Sayangnya, dengan kebohongan itu, masyarakat juga tidak mampu ber­buat banyak. Kalau pun ada yang meng­kritisi, pemerintah bergeming dan ti­dak menggubrisnya. Di masa kepe­mim­pinan SBY-JK kebijakan-kebijakan yang tidak pro rakyat terus bergulir. Be­gitu mudahnya pemerintah mengelu­arkan kebijakkan-kebijakan itu. Tidak sa­tupun masyarakat yang dapat membendung, bahkan DPR sekalipun. Kebijakan impor beras lebih mem­perlihatkan betapa pemerintahan SBY-JK memiliki kekuatan luar biasa, sebaliknya menunjukkan ketidak­berdayaan DPR. Hak angket impor beras yang diusulkan DPR kandas. Penolakan dari masyarakat juga tidak digubris.
Baru-baru ini kembali diributkan dengan rencana pemerintah yang akan menaikkan Tarif Dasar Listrik (TDL). Ke­naikan TDL menurut analisis Kamar Dagang dan Industri (Kadin) akan mem­buat banyak perusahaan yang gulung tikar. Akan banyak perusahaan yang belum mampu mengatasi masa­lah akibat kenaikan BBM, ambruk. Bebe­rapa pengusaha misalnya saja Sof­yan Wanandi, serta Ketua Kadin MS Hidayat, secara tegas menolak rencana kenaikan TDL ini.

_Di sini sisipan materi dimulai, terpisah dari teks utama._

PR #6348, opened 2019-08-02
Fix minor accessibility issues on project detail page

### LINKED ISSUE #6012: a11y: Project view
Accessibility improvements can be made to `/project/{project}/`:

In the history tab:

* `<div class="release__graphic">`  has child `<div>`s that could either be `aria-hidden=true` **or** should have descriptive `alt` texts (current text is "History Node" for both current and past releases)

In the files tab:

* The file `<table>` itself should have a `<caption>`, as the first child node. This is partially mitigated by the `<h2>` above
* The  `<table>` should include `scope=col` or another appropriate scope for each `<th>` node

### LINKED ISSUE #6081: a11y: Package download table
Minor accessibility improvements can be made to `/project/{project_name}/#files`:

* The `<table>` itself should have a `<caption>`, as the first child node. This is partially mitigated by the `<h2>` above
* The `<table>` should include `scope=col` or another appropriate scope for each `<th>` node

nlhkabu:
Closes #6012 
Closes #6081

> `<div class="release__graphic">` has child `<div>`s that could either be aria-hidden=true or should have descriptive alt texts (current text is "History Node" for both current and past releases)

Instead, I have just emptied the `alt` tags in the images, which is also WCAG compliant

> The file `<table>` itself should have a `<caption>`, as the first child node. This is partially mitigated by the `<h2>` above.  The `<table>` should include scope=col or another appropriate scope for each `<th>` node

Done (mentioned in #6012 *and* #6081)

> The pip installation suggestions lack an aria-label

@woodruffw I didn't understand this one -> what are you advising here?

> The button to copy the pip invocation into the clipboard lacks type=button

Fixed in https://github.com/pypa/warehouse/pull/6313

> For the maintainers section (see screenshot 1), the user icon and username links can be combined into a single link, avoiding content duplication with a screen reader.

Done

> For the "Last released" element (see screenshot 2), use Jinja2's localize instead of humanize to insert proper ARIA tags.

Will address this globally with https://github.com/pypa/warehouse/issues/6312

> For improved accessibility and consistency with other instances of clipboard actions, the link should be turned into a button and made larger and/or placed into its own column on the download table.

Done:

Screenshot from 2019-08-02 07-13-26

Ada satu kecenderungan yang se­harusnya ini tidak boleh terjadi, antara satu BUMN dengan BUMN lainnya yang seharusnya saling sinergis ternyata saling mematikan. Kenaikan TDL de­ngan alasan BBM naik, setelah itu BUMN lain­nya, juga demikian. Padahal Indo­nesia punya gas, minyak bumi, dan sum­ber daya lainnya.
“Kemungkinan besar TDL tetap di­naikkan. DPR RI, apalagi DPRD sudah tak bisa lagi diharapkan. Tampaknya me­reka lebih senang rakyat yang memilih mereka saat pemilu hidup men­derita,” kata Suhud.
Asmaniar, Anggota DPRD Kaliman­tan Barat dari Fraksi Partai Amanat Na­sional (PAN) tidak menyangkal bahwa banyak kebijakan pemerintah yang justru memperburuk kondisi masya­rakat. DPRD sendiri diakuinya saat ini tidak bisa berbuat banyak dalam mengontrol kebijakan pemerintah Pusat karena memang ada kebijakan-kebijakan pemerintah yang diputuskan tanpa harus meminta persetujuan dari DPR.
“Seluruh masyarakat Kalbar pun misalnya berdemo menolak suatu kebijakan, paling DPRD hanya melan­jutkan tuntutan itu untuk disampaikan ke pusat. Namun di sini DPRD tidak bisa mengambil keputusan yang signifikan,” jelasnya.
Asmaniar mengakui kebijakan BBM beberapa waktu lalu membuat kehidu­pan masyarakat semakin bertambah susah. “Saya akhir-akhir ini turun ke lapangan, saya melihat multiflier effect (dampak lain yang mengikutinya-red) itu begitu dahsyat, saya kira kebijakan pemerintah bukannya memberantas kemiskinan, tetapi memberantas orang miskin,” jelasnya.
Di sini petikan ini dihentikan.